* _Problem to work on_
Each record beneath this line should be returned exactly as it is.

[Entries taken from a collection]
□ □ □
Issue #18085, opened 2024-05-28
Memory leak


TheRealMal:
### Bug report criteria

- [X] This bug report is not security related, security issues should be disclosed privately via [etcd maintainers](mailto:etcd-maintainers@googlegroups.com).
- [X] This is not a support request or question, support requests or questions should be raised in the etcd [discussion forums](https://github.com/etcd-io/etcd/discussions).
- [X] You have read the etcd [bug reporting guidelines](https://github.com/etcd-io/etcd/blob/main/Documentation/contributor-guide/reporting_bugs.md).
- [X] Existing open issues along with etcd [frequently asked questions](https://etcd.io/docs/latest/faq) have been checked and this is not a duplicate.

### What happened?

file is being opened here
https://github.com/etcd-io/etcd/blob/9914047acb5c679531f644d9c81718fcd85a3108/client/v3/snapshot/v3_snapshot.go#L63

but being closed only here
https://github.com/etcd-io/etcd/blob/9914047acb5c679531f644d9c81718fcd85a3108/client/v3/snapshot/v3_snapshot.go#L87

Between these lines errors can be occured and file won't be closed

### What did you expect to happen?

There should close function invocation via defer

### How can we reproduce it (as minimally and precisely as possible)?

Check code

### Anything else we need to know?

-

### Etcd version (please run commands below)

latest

### Etcd configuration (command line flags or environment variables)

-

### Etcd debug information (please run commands below, feel free to obfuscate the IP address or FQDN in the output)

-

### Relevant log output

```Shell
-
```

vivekpatani:
@ahrtr @TheRealMal https://github.com/etcd-io/etcd/pull/18200 - does this make sense?

ahrtr:
Resolved in https://github.com/etcd-io/etcd/pull/19093

We need to backport the fix to 3.5 as well.

fuweid:
https://github.com/golang/go/issues/41505

The go runtime has GC on that leak file descriptor. it could be closed on next GC cycle.
just wondering that why it failed on Close.

Issue #18084, opened 2024-05-28
Missing nil check


TheRealMal:
### Bug report criteria

- [X] This bug report is not security related, security issues should be disclosed privately via [etcd maintainers](mailto:etcd-maintainers@googlegroups.com).
- [X] This is not a support request or question, support requests or questions should be raised in the etcd [discussion forums](https://github.com/etcd-io/etcd/discussions).
- [X] You have read the etcd [bug reporting guidelines](https://github.com/etcd-io/etcd/blob/main/Documentation/contributor-guide/reporting_bugs.md).
- [X] Existing open issues along with etcd [frequently asked questions](https://etcd.io/docs/latest/faq) have been checked and this is not a duplicate.

### What happened?

There is no nil check here
https://github.com/etcd-io/etcd/blob/9914047acb5c679531f644d9c81718fcd85a3108/client/pkg/transport/listener.go#L316

That can lead to dereference of nil variable

### What did you expect to happen?

There should be `if info.Logger != nil` check like everywhere

### How can we reproduce it (as minimally and precisely as possible)?

Just check code

### Anything else we need to know?

-

### Etcd version (please run commands below)

latest

### Etcd configuration (command line flags or environment variables)

-

### Etcd debug information (please run commands below, feel free to obfuscate the IP address or FQDN in the output)

-

ahrtr:
It doesn't need the `nil` check; it requires the callers must pass in a valid `lg`.
https://github.com/etcd-io/etcd/blob/9914047acb5c679531f644d9c81718fcd85a3108/client/pkg/transport/listener.go#L210

We can remove all nil check in that function, please feel free to deliver a PR. thx

PR #18086, opened 2024-05-28
Bugs fixes

TheRealMal:
This PR fixes 2 bugs:

Fixes etcd-io/etcd#18085 `Memory leak`
Fixes etcd-io/etcd#18084 `Dereference of nil`

### DIFF
--- a/client/v3/snapshot/v3_snapshot.go
+++ b/client/v3/snapshot/v3_snapshot.go
@@ -64,6 +64,7 @@ func SaveWithVersion(ctx context.Context, lg *zap.Logger, cfg clientv3.Config, d
 	if err != nil {
 		return "", fmt.Errorf("could not open %s (%v)", partpath, err)
 	}
+	defer f.Close()
 	lg.Info("created temporary db file", zap.String("path", partpath))
 
 	start := time.Now()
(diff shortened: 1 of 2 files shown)


client/v3/snapshot/v3_snapshot.go
```diff
@@ -64,6 +64,7 @@ func SaveWithVersion(ctx context.Context, lg *zap.Logger, cfg clientv3.Config, d
 	if err != nil {
 		return "", fmt.Errorf("could not open %s (%v)", partpath, err)
 	}
+	defer f.Close()
```
tjungblu, line 67: it sounds like an easy fix, but how would the rename operation below work on an open file?

jmhbnz (commented):
Hi @TheRealMal  - Thanks for raising these fixes. It looks like your two commits are not signed. Can you please take a look and ensure all commits are signed so the developer certificate of origin check passes? i.e.

```bash
git rebase --signoff HEAD~2
```

client/v3/snapshot/v3_snapshot.go
henrybear327: Joining the errors should work :) 

Ref: `https://pkg.go.dev/errors#Join`

jmhbnz:
Discussed during sig-etcd triage meeting - hey @TheRealMal do you have capacity to continue this pr?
□ □ □
* _Exercise response_
Issue #18085, opened 2024-05-28
Memory leak


TheRealMal:
### Bug report criteria

- [X] This bug report is not security related, security issues should be disclosed privately via [etcd maintainers](mailto:etcd-maintainers@googlegroups.com).
- [X] This is not a support request or question, support requests or questions should be raised in the etcd [discussion forums](https://github.com/etcd-io/etcd/discussions).
- [X] You have read the etcd [bug reporting guidelines](https://github.com/etcd-io/etcd/blob/main/Documentation/contributor-guide/reporting_bugs.md).
- [X] Existing open issues along with etcd [frequently asked questions](https://etcd.io/docs/latest/faq) have been checked and this is not a duplicate.

### What happened?

file is being opened here
https://github.com/etcd-io/etcd/blob/9914047acb5c679531f644d9c81718fcd85a3108/client/v3/snapshot/v3_snapshot.go#L63

but being closed only here
https://github.com/etcd-io/etcd/blob/9914047acb5c679531f644d9c81718fcd85a3108/client/v3/snapshot/v3_snapshot.go#L87

Between these lines errors can be occured and file won't be closed

### What did you expect to happen?

There should close function invocation via defer

### How can we reproduce it (as minimally and precisely as possible)?

Check code

### Anything else we need to know?

-

### Etcd version (please run commands below)

latest

### Etcd configuration (command line flags or environment variables)

-

### Etcd debug information (please run commands below, feel free to obfuscate the IP address or FQDN in the output)

-

### Relevant log output

```Shell
-
```

vivekpatani:
@ahrtr @TheRealMal https://github.com/etcd-io/etcd/pull/18200 - does this make sense?

ahrtr:
Resolved in https://github.com/etcd-io/etcd/pull/19093

We need to backport the fix to 3.5 as well.

fuweid:
https://github.com/golang/go/issues/41505

The go runtime has GC on that leak file descriptor. it could be closed on next GC cycle.
just wondering that why it failed on Close.

Issue #18084, opened 2024-05-28
Missing nil check


TheRealMal:
### Bug report criteria

- [X] This bug report is not security related, security issues should be disclosed privately via [etcd maintainers](mailto:etcd-maintainers@googlegroups.com).
- [X] This is not a support request or question, support requests or questions should be raised in the etcd [discussion forums](https://github.com/etcd-io/etcd/discussions).
- [X] You have read the etcd [bug reporting guidelines](https://github.com/etcd-io/etcd/blob/main/Documentation/contributor-guide/reporting_bugs.md).
- [X] Existing open issues along with etcd [frequently asked questions](https://etcd.io/docs/latest/faq) have been checked and this is not a duplicate.

### What happened?

There is no nil check here
https://github.com/etcd-io/etcd/blob/9914047acb5c679531f644d9c81718fcd85a3108/client/pkg/transport/listener.go#L316

That can lead to dereference of nil variable

### What did you expect to happen?

There should be `if info.Logger != nil` check like everywhere

### How can we reproduce it (as minimally and precisely as possible)?

Just check code

### Anything else we need to know?

-

### Etcd version (please run commands below)

latest

### Etcd configuration (command line flags or environment variables)

-

### Etcd debug information (please run commands below, feel free to obfuscate the IP address or FQDN in the output)

-

ahrtr:
It doesn't need the `nil` check; it requires the callers must pass in a valid `lg`.
https://github.com/etcd-io/etcd/blob/9914047acb5c679531f644d9c81718fcd85a3108/client/pkg/transport/listener.go#L210

We can remove all nil check in that function, please feel free to deliver a PR. thx

PR #18086, opened 2024-05-28
Bugs fixes

TheRealMal:
This PR fixes 2 bugs:

Fixes etcd-io/etcd#18085 `Memory leak`
Fixes etcd-io/etcd#18084 `Dereference of nil`

### DIFF
--- a/client/v3/snapshot/v3_snapshot.go
+++ b/client/v3/snapshot/v3_snapshot.go
@@ -64,6 +64,7 @@ func SaveWithVersion(ctx context.Context, lg *zap.Logger, cfg clientv3.Config, d
 	if err != nil {
 		return "", fmt.Errorf("could not open %s (%v)", partpath, err)
 	}
+	defer f.Close()
 	lg.Info("created temporary db file", zap.String("path", partpath))
 
 	start := time.Now()
(diff shortened: 1 of 2 files shown)


client/v3/snapshot/v3_snapshot.go
```diff
@@ -64,6 +64,7 @@ func SaveWithVersion(ctx context.Context, lg *zap.Logger, cfg clientv3.Config, d
 	if err != nil {
 		return "", fmt.Errorf("could not open %s (%v)", partpath, err)
 	}
+	defer f.Close()
```
tjungblu, line 67: it sounds like an easy fix, but how would the rename operation below work on an open file?

jmhbnz (commented):
Hi @TheRealMal  - Thanks for raising these fixes. It looks like your two commits are not signed. Can you please take a look and ensure all commits are signed so the developer certificate of origin check passes? i.e.

```bash
git rebase --signoff HEAD~2
```

client/v3/snapshot/v3_snapshot.go
henrybear327: Joining the errors should work :) 

Ref: `https://pkg.go.dev/errors#Join`

jmhbnz:
Discussed during sig-etcd triage meeting - hey @TheRealMal do you have capacity to continue this pr?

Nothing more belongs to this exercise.